Figure 2 .

Podocyte-specific NFAT activation in mice carrying the APOL1 G1 allele (G1 TT) causes increased proteinuria, serum BUN and renal lipid accumulation. (A) Experimental design to generate wildtype; Podocin-rtTA; NFATc1^nuc mice (DT), APOL1 G0; Podocin-rtTA; NFATc1^nuc (G0 TT) and APOL1 G1; Podocin-rtTA; NFATc1^nuc (G1 TT) transgenic mice (upper panel). Doxycycline induction was initiated at 6 weeks of age and was continued for 18 weeks. Mice were sacrificed at 24 weeks of age (lower panel). (B) Urinary albumin-to-creatinine ratio in DT, G0 TT mice and G1 TT mice. Urines were collected before doxycycline induction and 1, 6, 12, 18 weeks after induction (n = 6). (C) Scatter plots of BUN level of TT mice fed doxycycline chow for 18 weeks (n = 6–7). (D) Representative Oil Red-O (ORO) images of stained kidney cortices sections from TT mice fed doxycycline chow for 18 weeks (scale bars: 50 μm) and quantification of the number of glomeruli with lipid droplets (LD) in ORO stained slides from four mice per group (n = 4). (E) Scatter plots of cholesterol ester (ce), triglyceride (TG) and total cholesterol (TC) contents in kidney cortices of TT mice fed doxycycline chow for 18 weeks.
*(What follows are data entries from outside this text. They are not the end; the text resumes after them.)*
Issue #633, opened 2021-11-10
[BUG] rdiff-backup fails to build with Python 3.11: error: lvalue required as left operand of assignment


frankcrawford:
## Bug summary

Test build of rdiff-backup 2.0.5 fails to build with Python 3.11.0a2.  See below for full details of the issue.

Note, this is more of a pre-warning, as Python 3.11 has not yet been released, and this is preparation for Fedora 37, which is up to 12 months away.

## Version, Python, Operating System

rdiff-backup: 2.0.5
Python: 3.11.0a2
OS: Fedora rawhide

## rdiff-backup call

N/A

## What happened and what did you expect?

Details from Red Hat Bugzilla – Bug 2021946 (https://bugzilla.redhat.com/show_bug.cgi?id=2021946)

```
rdiff-backup fails to build with Python 3.11.0a2.

src/_librsyncmodule.c:543:36: error: lvalue required as left operand of assignment
  543 |   Py_TYPE(&_librsync_SigMakerType) = &PyType_Type;
      |                                    ^
src/_librsyncmodule.c:544:38: error: lvalue required as left operand of assignment
  544 |   Py_TYPE(&_librsync_DeltaMakerType) = &PyType_Type;
      |                                      ^

Since Py_TYPE() is changed to a inline static function, Py_TYPE(obj) = new_type must be replaced with Py_SET_TYPE(obj, new_type): see the Py_SET_TYPE() function (available since Python 3.9). For backward compatibility, this macro can be used:

#if PY_VERSION_HEX < 0x030900A4 && !defined(Py_SET_TYPE)
static inline void _Py_SET_TYPE(PyObject *ob, PyTypeObject *type)
{ ob->ob_type = type; }
#define Py_SET_TYPE(ob, type) _Py_SET_TYPE((PyObject*)(ob), type)
#endif

(Contributed by Victor Stinner in bpo-39573.)
```

## More information

Will continue to track this with the Python test team, and may end up adding a patch as listed to test out if there are any issues with Python 3.11

ericzolf:
As long as the solution is backward compatible, we can integrate it once you're ready.

IIRC it's the same issue you had already plugged for 3.10 but where the change was taken back?

PR #655, opened 2022-01-02
Added patch for Python3.11 as per bpo-39573.

frankcrawford:
FIX: Added patch for Python3.11 as per bpo-39573. as noted in Issue #633.

### DIFF
--- a/src/_librsyncmodule.c
+++ b/src/_librsyncmodule.c
@@ -25,6 +25,16 @@
 #include <librsync.h>
 #define RSM_JOB_BLOCKSIZE 65536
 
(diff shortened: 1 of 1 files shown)


ericzolf (approved):
Guessing that you know what you're doing, and given that the tests passed on older versions of Python, I approve the PR.

frankcrawford:
Just for reference, it builds happily against Python3.10 (Fedora 35) and Python3.11 (COPR testing) and runs fine on Python3.10.  I don't actually have a Python3.11 installation to try to run it on, but I believe the code is same for 3.10 and 3.11 anyway.

Thanks for accepting it.

PR #466, opened 2023-04-13
solution

imariash86:
[DEMO LINK](https://imariash86.github.io/react_redux-list-of-todos/)

### DIFF
--- a/src/components/TodoList/TodoList.tsx
+++ b/src/components/TodoList/TodoList.tsx
@@ -1,210 +1,109 @@
 /* eslint-disable max-len */
 import React from 'react';
+import cn from 'classnames';
+import { useDispatch } from 'react-redux';
+import { useAppSelector } from '../../app/hooks';
+import { actions } from '../../features/currentTodo';
 
 export const TodoList: React.FC = () => {
+  const todos = useAppSelector(state => state.todos);
+  const { query, status } = useAppSelector(state => state.filter);
+  const currentTodo = useAppSelector(state => state.currentTodo);
+  const dispatch = useDispatch();
+
+  let visibleTodos = [...todos];
+
+  if (query) {
+    visibleTodos = visibleTodos.filter(todo => todo.title.toLowerCase().includes(query.trim().toLowerCase()));
+  }
+
+  if (status !== 'all') {
+    visibleTodos = visibleTodos.filter(todo => {
+      switch (status) {
+        case 'active':
+          return !todo.completed;
+        case 'completed':
+          return todo.completed;
+        default:
+          throw new Error('Wrong filter');
+      }
+    });
+  }
+
   return (
     <>
-      <p className="notification is-warning">
-        There are no todos matching current filter criteria
-      </p>
+      {!visibleTodos.length
+        ? (
+          <p className="notification is-warning">
+            There are no todos matching current filter criteria
+          </p>
+        ) : (
+          <table className="table is-narrow is-fullwidth">
+            <thead>
+              <tr>
+                <th>#</th>
 
-      <table className="table is-narrow is-fullwidth">
-        <thead>
-          <tr>
-            <th>#</th>
+                <th>
+                  <span className="icon">
+                    <i className="fas fa-check" />
+                  </span>
+                </th>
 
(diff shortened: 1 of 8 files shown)


src/features/filter.ts
```diff
@@ -1,10 +1,55 @@
...
+  payload: status,
+});
+
+export const actions = { setQuery, clearQuery, setStatus };
+
+type Action = SetQueryAction | ClearQueryAction | SetStatusAction;
+
+type State = {
+  query: string,
+  status: Status,
```
Anna-Tkachenko, line 25: Consider using a more descriptive type name for 'Status' like 'TodoStatus' to make the code more readable 📖

src/features/filter.ts
```diff
@@ -1,10 +1,55 @@
-export const actions = { /* put action creators here */};
+import { Status } from '../types/Status';
```
Anna-Tkachenko, line 1: Consider using a more descriptive import name for 'Status' like 'TodoStatus' to make the code more readable 📖

src/components/TodoModal/TodoModal.tsx
```diff
@@ -1,40 +1,70 @@
...
+      if (todo) {
+        const data = await getUser(todo.userId);
+
+        setUser(data);
+        setIsLoading(false);
+      }
+    };
+
+    currUser();
+  }, []);
```
Anna-Tkachenko, line 26: The useEffect dependency array is empty, which means it will only run once on the initial render. However, it should also run whenever the `todo` changes. Add `todo` to the dependency array.

src/features/todos.ts
```diff
@@ -1,9 +1,28 @@
 import { Todo } from '../types/Todo';
 
-export const actions = {};
+type SetAction = { type: 'todos/SET', payload: Todo[] };
+type AddAction = { type: 'todos/ADD', payload: Todo };
+type RemoveAction = { type: 'todos/REMOVE', payload: Todo };
```
Anna-Tkachenko, line 5: It's recommended to use the `typeof` keyword when defining action types to ensure consistency and avoid errors. For example, you can declare a constant like `const REMOVE_TODO = 'todos/REMOVE'` and then use `typeof REMOVE_TODO` as the type for the action.

src/components/TodoList/TodoList.tsx
```diff
@@ -1,210 +1,109 @@
...
+  const { query, status } = useAppSelector(state => state.filter);
+  const currentTodo = useAppSelector(state => state.currentTodo);
+  const dispatch = useDispatch();
+
+  let visibleTodos = [...todos];
+
+  if (query) {
+    visibleTodos = visibleTodos.filter(todo => todo.title.toLowerCase().includes(query.trim().toLowerCase()));
+  }
+
```
Anna-Tkachenko, line 19: will be better to create separate function for filtering and sorting todos

src/components/TodoList/TodoList.tsx
```diff
@@ -1,210 +1,109 @@
...
+  if (status !== 'all') {
+    visibleTodos = visibleTodos.filter(todo => {
+      switch (status) {
+        case 'active':
```
Anna-Tkachenko, line 23: Let's create enum for `status`

src/components/TodoModal/TodoModal.tsx
```diff
@@ -1,40 +1,70 @@
...
+    const currUser = async () => {
+      if (todo) {
+        const data = await getUser(todo.userId);
+
+        setUser(data);
+        setIsLoading(false);
+      }
+    };
+
+    currUser();
```
Anna-Tkachenko, line 25: Check function name, it's not clear what `currUser` function should do

src/features/currentTodo.ts
```diff
@@ -29,6 +29,11 @@ const currentTodoReducer = (
 ): State => {
   switch (action.type) {
     // Implement all actions here
+    case 'currentTodo/SET':
```
Anna-Tkachenko, line 32: will be better to use enum here

Anna-Tkachenko (changes requested):

PR #467, opened 2023-04-13
first commit

NVyrsta:


src/App.tsx
```diff
@@ -1,14 +1,43 @@
...
+    }
+  };
+
+  useEffect(() => {
+    loadTodosFromServer();
+  }, []);
+
+  const visibleTodos = filterTodos(todos, currentFilters.status, currentFilters.query);
+
+  const isLoadingFinished = (isLoadingError && !todos.length) || todos.length;
```
qoa11a, line 39: It's better to create a separate state `isLoading`.

qoa11a (changes requested):
See comments.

Values are normalized to protein concentrations (n = 5–6). (F) Correlation analyses between the ce content of kidney cortices and BUN and between the TG content of kidney cortices and BUN (n = 17). (G) Representative images of kidney cortices of TT mice fed doxycycline chow for 18 weeks stained with WT1 (green) to detect podocytes and DAPI (blue) to reveal nuclei (scale bars: 25 μm) and quantification of the average number of WT1-positive podocytes per glomerulus in WT1 stained slides from three mice per group (n = 3). The error bars represent mean ± SD of biologically independent experiments. One-way ANOVA followed by Dunnett’s test (B–E and G); Pearson’s correlation coefficient (F). ^*P (^#P) < 0.05, ^**P (^##P) < 0.01, ^***P (^###P) < 0.001. ^#DT compared with G1 TT, ^*G0 TT compared with G1 TT.